I do not know how someone's sexual orientation relates to their knowledge in bodybuilding or any other subject. 

I never eat at McDonalds, it's just nasty.


----------



## StrutDaRoosta (Feb 18, 2003)

Hey SloppyJoe~

I have a question.. are you gay?

Im gay.  None of my gay frends are body builders. 

All of my body builder friends are straight. 

I bodybuild because I want a better and I like the craft and the sport of it. 

Some people bodybuild just to get laid.   Gay and straight people are both guilty of this. 

I think that people who love to bodybuild love them selves, and appreciate the bodies they are born with, and are conscious of what they put in and do to thier bodies. 


Why should it matter if they are gay or straight?

Are you uncomfortable with your self and your body? 

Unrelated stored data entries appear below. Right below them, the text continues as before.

PR #2885, opened 2018-01-10
removing hard-coded path of librt

JohanMabille:
The full path to librt.so is hard-coded in the generated file ZeroMQTargets.cmake. While this is not problematic when installing from source, this may prevent to link with ZeroMQ if the package has been built on another machine with a different folder / system structure.

This behavior is the result of linking with the result of the `find_library` instruction, which returns a full path.

### DIFF
--- a/CMakeLists.txt
+++ b/CMakeLists.txt
@@ -870,7 +870,7 @@ if (BUILD_SHARED)
   endif ()
 
   if (RT_LIBRARY)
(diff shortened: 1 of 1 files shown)


SylvainCorlay:
+1000 on this. The bug that this fixes has caused issues in the context of packaging for conda.

SylvainCorlay:
Great!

I dont mean to flame, but I think this is where you are coming from.  I ask my straight bodybuilder frends to evaluate my physique because I appreciate thier honest opinion.  The same gets asked of me .  I am comfortable with my body, and its flaws, and the same goes with my friends. I dont become aroused by any of this.. people that do fall into a "fetish"catagory. 

Welcome to IronMag.com. 

I hope you learn alot


----------



## SloppyJoe (Feb 18, 2003)

Thanks for the long and honest reply Roosta. I'm pretty happy with my body, all in all, and I've enjoyed giving the high hard one to men and women alike, to answer your question. It's all about spreading the love.


----------



## butterfly (Feb 18, 2003)

I think you'll find that most of the guys here are straight and they wish the ladies were bi 

If you are up for it, there's already a lot of great info posted on this site... just use the search feature to find it.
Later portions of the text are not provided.